##### Records to use

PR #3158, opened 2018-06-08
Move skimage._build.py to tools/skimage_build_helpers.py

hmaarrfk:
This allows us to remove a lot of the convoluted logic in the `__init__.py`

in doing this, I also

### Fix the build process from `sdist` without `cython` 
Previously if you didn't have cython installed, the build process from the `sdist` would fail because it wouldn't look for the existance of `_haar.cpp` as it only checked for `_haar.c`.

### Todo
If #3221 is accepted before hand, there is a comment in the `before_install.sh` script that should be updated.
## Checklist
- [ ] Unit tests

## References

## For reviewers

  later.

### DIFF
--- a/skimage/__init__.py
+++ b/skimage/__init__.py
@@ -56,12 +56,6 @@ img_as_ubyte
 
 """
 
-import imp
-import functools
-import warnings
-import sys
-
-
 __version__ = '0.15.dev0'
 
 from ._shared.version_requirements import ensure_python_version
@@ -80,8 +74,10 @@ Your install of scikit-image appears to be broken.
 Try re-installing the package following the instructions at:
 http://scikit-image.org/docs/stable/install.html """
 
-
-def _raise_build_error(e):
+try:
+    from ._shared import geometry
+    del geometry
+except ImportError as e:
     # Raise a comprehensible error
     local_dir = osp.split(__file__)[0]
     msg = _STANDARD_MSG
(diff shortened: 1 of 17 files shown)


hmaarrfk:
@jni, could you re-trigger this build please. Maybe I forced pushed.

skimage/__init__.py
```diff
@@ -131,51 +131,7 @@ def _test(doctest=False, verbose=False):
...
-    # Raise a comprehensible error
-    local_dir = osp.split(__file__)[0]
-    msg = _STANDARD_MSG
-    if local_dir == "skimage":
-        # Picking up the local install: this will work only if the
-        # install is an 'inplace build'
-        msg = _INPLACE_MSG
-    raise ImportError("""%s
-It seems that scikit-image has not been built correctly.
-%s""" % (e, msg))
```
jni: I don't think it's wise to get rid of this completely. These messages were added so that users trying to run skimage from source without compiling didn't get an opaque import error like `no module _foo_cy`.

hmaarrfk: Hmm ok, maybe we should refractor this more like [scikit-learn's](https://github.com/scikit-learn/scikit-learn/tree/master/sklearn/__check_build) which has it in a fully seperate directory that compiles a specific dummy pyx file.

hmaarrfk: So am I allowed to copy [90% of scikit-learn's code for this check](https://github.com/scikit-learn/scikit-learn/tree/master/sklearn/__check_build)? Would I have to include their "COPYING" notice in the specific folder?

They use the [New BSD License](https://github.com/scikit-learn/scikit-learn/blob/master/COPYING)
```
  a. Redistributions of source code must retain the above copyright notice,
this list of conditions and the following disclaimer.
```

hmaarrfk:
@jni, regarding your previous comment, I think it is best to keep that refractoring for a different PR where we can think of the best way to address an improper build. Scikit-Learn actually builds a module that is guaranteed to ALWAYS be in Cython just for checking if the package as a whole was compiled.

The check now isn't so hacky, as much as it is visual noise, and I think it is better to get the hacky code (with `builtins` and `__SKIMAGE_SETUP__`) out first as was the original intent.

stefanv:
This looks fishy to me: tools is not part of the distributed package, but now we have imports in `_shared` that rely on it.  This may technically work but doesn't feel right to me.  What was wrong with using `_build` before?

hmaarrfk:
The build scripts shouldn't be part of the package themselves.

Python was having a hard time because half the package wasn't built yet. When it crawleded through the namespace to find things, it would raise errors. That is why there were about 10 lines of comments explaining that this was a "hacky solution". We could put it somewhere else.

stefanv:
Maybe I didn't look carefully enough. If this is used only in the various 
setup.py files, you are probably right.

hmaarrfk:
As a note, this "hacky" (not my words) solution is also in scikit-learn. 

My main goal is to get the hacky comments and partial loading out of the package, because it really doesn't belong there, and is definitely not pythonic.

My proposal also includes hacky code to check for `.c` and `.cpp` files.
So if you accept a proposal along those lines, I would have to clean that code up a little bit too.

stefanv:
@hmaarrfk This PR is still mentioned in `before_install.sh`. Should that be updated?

##########
##### Records to use

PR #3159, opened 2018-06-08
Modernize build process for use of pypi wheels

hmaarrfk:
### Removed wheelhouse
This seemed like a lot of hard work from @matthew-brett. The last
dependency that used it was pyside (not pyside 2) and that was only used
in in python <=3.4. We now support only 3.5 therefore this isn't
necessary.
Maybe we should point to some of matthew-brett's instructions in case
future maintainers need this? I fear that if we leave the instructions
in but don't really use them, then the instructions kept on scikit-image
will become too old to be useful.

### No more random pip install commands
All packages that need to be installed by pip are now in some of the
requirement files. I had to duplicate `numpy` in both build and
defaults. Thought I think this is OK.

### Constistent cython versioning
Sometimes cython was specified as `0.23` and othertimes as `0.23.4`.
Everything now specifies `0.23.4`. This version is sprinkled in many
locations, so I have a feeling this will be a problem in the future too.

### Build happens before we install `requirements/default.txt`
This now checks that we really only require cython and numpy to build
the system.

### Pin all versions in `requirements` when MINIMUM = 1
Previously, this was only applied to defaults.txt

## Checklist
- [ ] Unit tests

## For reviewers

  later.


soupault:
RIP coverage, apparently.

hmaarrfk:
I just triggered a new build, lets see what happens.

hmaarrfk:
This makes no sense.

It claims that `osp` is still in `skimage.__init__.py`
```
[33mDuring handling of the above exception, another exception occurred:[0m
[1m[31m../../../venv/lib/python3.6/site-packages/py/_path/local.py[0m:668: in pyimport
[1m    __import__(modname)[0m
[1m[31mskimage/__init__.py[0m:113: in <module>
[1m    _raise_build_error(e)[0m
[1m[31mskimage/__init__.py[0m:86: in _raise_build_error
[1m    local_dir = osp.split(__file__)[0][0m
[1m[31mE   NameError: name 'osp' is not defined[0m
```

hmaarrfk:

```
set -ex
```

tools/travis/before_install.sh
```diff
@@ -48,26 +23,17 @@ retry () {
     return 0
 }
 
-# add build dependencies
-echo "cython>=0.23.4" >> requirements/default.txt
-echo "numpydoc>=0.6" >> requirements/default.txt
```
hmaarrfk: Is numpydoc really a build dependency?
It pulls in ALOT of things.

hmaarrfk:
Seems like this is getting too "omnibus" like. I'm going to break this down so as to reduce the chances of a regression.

##########

**Work required**:
For the string "defaults", return every line of the data where it appears.

**Exercise result**:
defaults. Thought I think this is OK.
Previously, this was only applied to defaults.txt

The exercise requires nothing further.